Intel® Arria10 SoC development kit

Transfer Learning Using GoogLeNet

To perform classification on a new set of images, you fine-tune a pretrained GoogLeNet convolutional neural network by transfer learning. In transfer learning, you can take a pretrained network and use it as a starting point to learn a new task. Fine-tuning a network with transfer learning is usually much faster and easier than training a network with randomly initialized weights from scratch. You can quickly transfer learned features to a new task using a smaller number of training images.

Load Pretrained DAG Network

Load the pretrained dlnetwork, GoogLeNet.

net = imagePretrainedNetwork('googlenet');

Use the analyzeNetwork function to obtain information about the network layers.

analyzeNetwork(net);

The first layer, the image input layer, requires input images of size 224-by-224-by-3, where 3 is the number of color channels.

inputSize = net.Layers(1).InputSize

inputSize = 1×3

   224   224     3

Define Training and Validation Data Sets

This example uses the MathWorks® MerchData data set. This is a small data set containing 75 images of MathWorks merchandise, belonging to five different classes (cap, cube, playing cards, screwdriver, and torch).

unzip('MerchData.zip');
imds = imageDatastore('MerchData', ...
    'IncludeSubfolders',true, ...
    'LabelSource','foldernames');

Divide the data into training and validation data sets. Use 70% of the images for training and 30% for validation. splitEachLabel splits the images datastore into two new datastores.

[imdsTrain,imdsValidation] = splitEachLabel(imds,0.7,'randomized');

This data set now contains 55 training images and 20 validation images. Display some sample images.

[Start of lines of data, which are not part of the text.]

PR #4339, opened 2022-10-21
Sidebar UI Updates

michelinewu:


app/components-react/sidebar/SideNav.m.less
```diff
@@ -1,147 +1,217 @@
...
+body:last-child {
+  :global(div.ant-tooltip) {
+    display: none;
+  }
+}
+
+body > div > div {
+  :global(div.ant-menu-submenu.ant-menu-submenu-popup.ant-menu) {
+    display: none;
+  }
```
gettinToasty, line 14: would really hope we can use some less generic selectors here

app/components-react/sidebar/SideNav.m.less
```diff
@@ -1,147 +1,217 @@
...
+}
 
-  .cell {
-    height: 35px;
-    font-size: 14px;
+.ant-menu-inline-collapsed-tooltip {
+  display: none;
+}
+
+.side-nav.ant-slider.ant-slider-handle.ant-tooltip-open {
```
gettinToasty, line 204: i imagine these are either old/irrelevant or need to be made `:global`?

app/components-react/sidebar/NavTools.tsx
```diff
@@ -91,64 +94,159 @@ export default function SideNav() {
...
   }
 
+  const handleAuth = () => {
+    if (isLoggedIn) {
+      remote.dialog
+        .showMessageBox({
+          title: $t('Confirm'),
+          message: $t('Are you sure you want to log out?'),
+          buttons: [$t('Yes'), $t('No')],
+        })
```
gettinToasty, line 104: i think ideally we want to use antd modals here if possible

app/components-react/sidebar/SideNav.tsx
```diff
@@ -1,255 +1,412 @@
...
+                      icon={<i className={tab.icon} />}
+                      onClick={() => navigateToStudioTab(tab.target, tab.trackingTarget, tab.key)}
+                    >
+                      {tab.title}
+                    </Menu.Item>
+                  ))
+                ) : (
+                  <Menu.SubMenu
+                    key={menuItem.key}
+                    title={$t(menuItem.title)}
```
gettinToasty, line 236: ah i see how the title translation is happening now... i guess that works but probably not a pattern we want to adopt widely 🤔

app/components-react/sidebar/NavTools.tsx
```diff
@@ -91,64 +94,159 @@ export default function SideNav() {
...
+            return (
+              <Menu.Item
+                key={menuItem.key}
+                title={$t(menuItem.title)}
+                icon={
+                  <div>
+                    <Badge count={<i className={cx('icon-pop-out-3', styles.linkBadge)} />}>
+                      <i className={menuItem.icon} />
+                    </Badge>
+                  </div>
```
gettinToasty, line 147: unnecessary div?

app/components-react/sidebar/NavTools.tsx
```diff
@@ -91,64 +94,159 @@ export default function SideNav() {
...
+                      {platform && (
+                        <PlatformLogo
+                          platform={platform?.type!}
+                          className={cx(
+                            styles.platformLogo,
+                            styles[`platform-logo-${platform?.type ?? 'default'}`],
+                          )}
+                        />
+                      )}
+                      <Typography.Text className={styles.username}>
```
gettinToasty, line 238: what's the purpose of this element?

app/components-react/sidebar/AppsNav.tsx
```diff
@@ -132,42 +140,64 @@ export default function AppsNav() {
...
+//     <div className={cx(styles.arrow, styles.up)} onClick={scrollUp}>
+//       <i className="icon-down" />
+//     </div>
+//   )}
+//   {downArrowVisible && (
+//     <div className={cx(styles.arrow, styles.down)} onClick={scrollDown}>
+//       <i className="icon-down" />
+//     </div>
+//   )}
+// </div>
```
gettinToasty, line 203: leftover?

app/components-react/sidebar/AppsNav.m.less
```diff
@@ -1,117 +1,124 @@
...
+//   top: 0;
+
+//   i {
+//     transform: translate(-50%, -50%) rotate(180deg);
+//   }
+// }
+
+// .arrow.down {
+//   bottom: 0;
+// }
```
gettinToasty, line 124: leftover?

app/components-react/pages/BrowseOverlays.tsx
```diff
@@ -12,7 +12,8 @@ import { Services } from 'components-react/service-provider';
 import { useVuex } from 'components-react/hooks';
 
 export default function BrowseOverlays(p: {
-  params: { type?: 'overlay' | 'widget-theme'; id?: string };
+  //TODO add 'site-theme' to type
+  params: { type?: 'overlay' | 'widget-themes' | 'site-themes'; id?: string };
```
gettinToasty, line 16: TODO completed?

gettinToasty (changes requested):
first of all this is a massive project so absolutely awesome that you were able to get all this done yourself!

most of it looks alright but there were a few instances where i noticed you implement index-matters code patterns, which always makes me a bit nervous when largely iterating over JS objects, and i think are at least partially responsible for some of the bugs below, which i noticed while playing around with the build:

- Did not start with legacy nav bar, even though the custom nav bar was disabled in the settings
- Enable button doesnt seem to do anything, and clicking it makes my displayed apps disappear, and seems to reset the customized settings
- hiding app store in this state makes installed apps re-appear, but only while the app store is hidden
- Theme and App stores, Dashboard don't have hover titles in compact mode
- red outline around displayed apps is ugly/maybe unintentional?
- inconsistent sizing and spacing of app cells due to word wrapping, even in compact mode
- app swapping is buggy/inconsistent

PS: when interpreting my comments i read this from bottom to top, as looking at the service layer first helps contextualize the rest of the changes for me, so if some of my comments don't make sense, that's probably why haha

app/services/side-nav/menu-data.ts
```diff
@@ -0,0 +1,357 @@
...
+  [MenuItem in EMenuItem]: IMenuItem | IParentMenuItem;
+};
+
+// the key for primary menu items must be the title
+// so that the menu can apply open menu items on startup
+export const SideNavMenuItems = (): TMenuItems => ({
+  [EMenuItem.Editor]: {
+    key: EMenuItemKey.Editor,
+    target: 'Studio',
+    title: EMenuItem.Editor,
```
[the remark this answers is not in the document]
michelinewu: I didn't know that! Will change

app/services/customization.ts
```diff
@@ -152,6 +153,7 @@ export class CustomizationService extends PersistentStatefulService<ICustomizati
     },
     enableCrashDumps: true,
     enableAnnouncements: true,
+    testProp: true,
```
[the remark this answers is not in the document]
michelinewu: Removed

app/services/layout/index.ts
```diff
@@ -206,6 +206,8 @@ export class LayoutService extends PersistentStatefulService<ILayoutServiceState
     this.REMOVE_TAB(this.state.currentTab);
   }
 
+  // @mutation()
```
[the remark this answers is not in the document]
michelinewu: Removed

app/services/layout/layout-data.ts
```diff
@@ -34,6 +34,7 @@ type ILayoutData = {
   };
 };
 
+// TODO: explore refactoring to this kind of export
```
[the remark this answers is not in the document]
michelinewu: Removed

app/components/windows/Main.vue.ts
```diff
@@ -27,6 +27,8 @@ import fs from 'fs';
 import * as remote from '@electron/remote';
 Vue.use(VueResize);
 
+// THIS
```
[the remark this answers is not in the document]
michelinewu: Removed

app/components/windows/Main.vue
```diff
@@ -84,6 +88,19 @@
...
+  display: flex;
+  flex-grow: 1;
+}
+
+.sidenav > * {
+  min-height: 100%;
+  height: 100%;
+  display: flex;
+  flex-grow: 1;
+}
```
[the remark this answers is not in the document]
michelinewu: There was a point in the work where I wasn't able to show it full height without shifting the footer but it looks like I resolved that along the way so I've removed this.

app/components-react/sidebar/AppsNav.m.less
michelinewu: Removed

app/components-react/sidebar/NavTools.tsx
michelinewu: This is so I can target the text to `flex-grow` it so that the login arrow shows at the right side of the container. I opted to use an antd element but could use just a div.

app/components-react/sidebar/NavTools.tsx
michelinewu: Without this div, the icon property on an antd menu item won't apply the transformation to translate the popout icon over the menu item icon in the collapsed menu. In fact, if won't apply an initial transformation of any kind on the menu item icon in the collapsed menu without this wrapping div (I experimented with scaling).
badge-div

app/components-react/sidebar/NavTools.tsx
michelinewu: logout-modal-middle
logout-modal-low
If I use an antd modal and I center it, we run into the issue where we can't display components over the editor. But if positioning it below the editor works for you, we can do that.

app/services/side-nav/menu.ts
```diff
@@ -0,0 +1,416 @@
...
+    [ENavName.TopNav]: SideBarTopNavData(),
+    [ENavName.BottomNav]: SideBarBottomNavData(),
+  };
+
+  init() {
+    super.init();
+
+    const loggedIn = this.userService.views.isLoggedIn;
+
+    // TODO: set Date to specific date
```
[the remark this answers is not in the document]
michelinewu: Sounds good!

app/services/side-nav/menu-data.ts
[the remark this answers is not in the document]
gettinToasty: usually when we have a situation like this i'll make a name mapping table something to the effect of
```
const menuTitles(item: EMenuItem) {
  return {
    [EMenuItem.Editor]: $t('Editor'),
    ...
  }[EMenuItem]
}
```

app/components-react/sidebar/NavTools.tsx
gettinToasty: so because our layout is modular we can't reliable assume that the editor is going to be in a specific position, but what we *can* do is use `updateStyleBlockers` like you did with the animation to ensure that while the modal is active we don't show the display

app/components-react/sidebar/NavTools.tsx
gettinToasty: gotcha-- yea i think if the purpose is just to hold a css class it's probably better to keep things simple and just use a `span` or `div`, since we don't necessarily know what antd components are doing under the hood and could lead to unexpected or unperformant behavior

i think a good rule of thumb is if you're using an antd component you should have a present and clear reason to do so, like the `Menu` component for example

app/services/windows.ts
```diff
@@ -147,6 +148,7 @@ export function getComponents() {
     WidgetWindow,
     CustomCodeWindow,
     SourceShowcase,
+    NewBadge,
```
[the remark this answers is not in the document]
michelinewu: Ah, yes that is incorrect. It's from when I was trying to figure out how to import the react component into the vue component. Removed

app/components-react/sidebar/NavTools.tsx
michelinewu: Thanks! Will refactor

app/services/side-nav/menu-data.ts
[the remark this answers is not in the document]
michelinewu: Awesome, thanks!

app/components-react/sidebar/SideNav.tsx
michelinewu: Closing because I refactored to use the menu title map

app/components-react/sidebar/SideNav.m.less
michelinewu: Refactored

app/components-react/sidebar/SideNav.m.less
michelinewu: Refactored

app/components-react/sidebar/SideNav.tsx
```diff
@@ -1,255 +1,412 @@
...
-      icon: 'fas fa-exclamation-triangle',
-      title: 'Theme Audit',
-      trackingTarget: 'themeaudit',
+  const resizeObserver = new ResizeObserver((entries: ResizeObserverEntry[]) => {
+    entries.forEach((entry: ResizeObserverEntry) => {
+      const width = Math.floor(entry.contentRect.width);
+      if (width === 50 || width === 200) {
+        updateStyleBlockers('main', false);
+      } else if (!hideStyleBlockers && (width > 50 || width < 200)) {
+        updateStyleBlockers('main', true);
```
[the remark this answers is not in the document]
michelinewu: Thanks! I didn't realize this. Logic added to only set once when animation starts and once when it ends.

app/components-react/sidebar/SideNav.tsx
```diff
@@ -1,255 +1,412 @@
...
-  const [showTabDropdown, setShowTabDropdown] = useState(false);
-  const { LayoutService } = Services;
-  const { currentTab, tabs } = useVuex(() => ({
-    currentTab: LayoutService.state.currentTab,
-    tabs: LayoutService.state.tabs,
-  }));
+  const menuItems = menu.menuItems;
 
   const studioTabs = Object.keys(tabs).map((tab, i) => ({
+    key: i === 0 ? EMenuItem.Editor : `editor-layout-${i}`,
```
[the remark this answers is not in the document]
michelinewu: Thanks! Refactored.

app/components-react/sidebar/NavTools.tsx
michelinewu: Thanks! A doozy but done!

app/components-react/sidebar/SideNav.m.less
gettinToasty: is there a reason we need to use `body` here? makes me a little nervous instead of just using the child's selector itself, since the structure of the page might change in the future

app/components-react/sidebar/SideNav.tsx
```diff
@@ -1,255 +1,465 @@
...
+                // otherwise, show a menu item or a menu item with a submenu
+                return menuItem.hasOwnProperty('subMenuItems') ? (
+                  <SubMenu
+                    key={menuItem.key}
+                    title={menuTitles(menuItem.title)}
+                    icon={
+                      menuItem?.icon && (
+                        // <div>
+                        <i className={menuItem.icon} />
+                        // </div>
```
gettinToasty, line 330: i assume this is just leftovers

app/services/side-nav/menu-data.ts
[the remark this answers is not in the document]
gettinToasty: it looks like these titles need to be changed to `menuTitles(EMenuItem.Editor)`, i'm also a little confused about why there is both `EMenuItem` and `EMenuItemKey`, when they seem to have somewhat identical functions as enums

app/services/side-nav/menu.ts
```diff
@@ -0,0 +1,318 @@
...
+      if (i === index) return newApp;
+
+      if (!app || app?.id === newApp.id) {
+        // if the new app is already in the array, remove it
+        return null;
+      }
+
+      return app;
+    });
+    this.state.apps = updatedApps;
```
gettinToasty, line 295: this doesn't seem to handle the case of an existing app at index `i` being moved to where the target app used to be, unless that's intended

app/components-react/sidebar/SideNav.tsx
michelinewu: Yes, it is. Removed.

app/services/side-nav/menu.ts
michelinewu: Yes, after speaking further we Ashley about it, we decided swapping the two apps may be confusing. So the intended behavior is if the app is already slotted in a different index, we remove it from that index and add it in the new index.

andycreeth (commented):
Nice work! 🎉

app/services/side-nav/menu.ts
michelinewu: Done.

app/components-react/sidebar/SideNav.tsx
```diff
@@ -1,255 +1,465 @@
...
     if (!UserService.views.isLoggedIn && page !== 'Studio') return;
 
     if (trackingTarget) {
-      UsageStatisticsService.actions.recordClick('SideNav', trackingTarget);
+      UsageStatisticsService.actions.recordClick('SideNav2', trackingTarget);
+    }
+
+    if (type) {
+      // eslint-disable-next-line object-shorthand
+      NavigationService.actions.navigate(page, { type: type });
```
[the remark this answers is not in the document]
michelinewu: Ah, that's left over from when I was debugging navigating within the theme tabs. Removed.

app/components-react/pages/PlatformAppStore.tsx
```diff
@@ -5,7 +5,9 @@ import { GuestApiHandler } from 'util/guest-api-handler';
 import * as remote from '@electron/remote';
 import { Services } from 'components-react/service-provider';
 
-export default function PlatformAppStore(p: { params: { appId?: string } }) {
+export default function PlatformAppStore(p: {
+  params: { appId?: string | undefined; type?: string | undefined };
+}) {
```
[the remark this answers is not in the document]
michelinewu: Removed.

app/services/side-nav/menu-data.ts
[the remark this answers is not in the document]
gettinToasty: i'm still wondering why we have both `EMenuItem` and `EMenuItemKey`

app/components-react/sidebar/NavTools.tsx
```diff
@@ -91,64 +102,179 @@ export default function SideNav() {
...
+            );
+          }
+        })}
+      </Menu>
+      <LogoutModal
+        showModal={showModal}
+        handleAuth={handleAuth}
+        handleShowModal={handleShowModal}
+      />
+    </>
```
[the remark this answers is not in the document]
gettinToasty: agree with Andy here, this is going to be tough to update/debug in it's current state

gettinToasty (changes requested):

app/services/user/index.ts
```diff
@@ -893,6 +907,16 @@ export class UserService extends PersistentStatefulService<IUserServiceState> {
...
+    if (!this.sideNavService.views.hasLegacyMenu && !this.views.auth.hasRelogged) {
+      this.sideNavService.setNewUserLogin();
+    } else if (
+      this.sideNavService.views.hasLegacyMenu &&
+      this.dismissablesService.views.shouldShow(EDismissable.NewSideNav)
+    ) {
+      this.sideNavService.setLegacyView();
+    }
+
+    this.dismissablesService.dismiss(EDismissable.LoginPrompt);
```
gettinToasty, line 919: just caught this but i think this functionality should live in the SidenavService and subscribe to the login `Subject`. we don't really want side-effects living in this function or else it'll get really clogged up

michelinewu: Ok sounds good

gettinToasty (approved):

numTrainImages = numel(imdsTrain.Labels);
idx = randperm(numTrainImages,16);
figure
for i = 1:16
    subplot(4,4,i)
    I = readimage(imdsTrain,idx(i));
    imshow(I)
end

Replace Final Layers

The fully connected layer of the pretrained network net is configured for 1000 classes. This layer, loss3-classifier in GoogLeNet, contains information on how to combine the features that the network extracts into class probabilities. To retrain a pretrained network to classify new images, replace this layer with a new layer adapted to the data set.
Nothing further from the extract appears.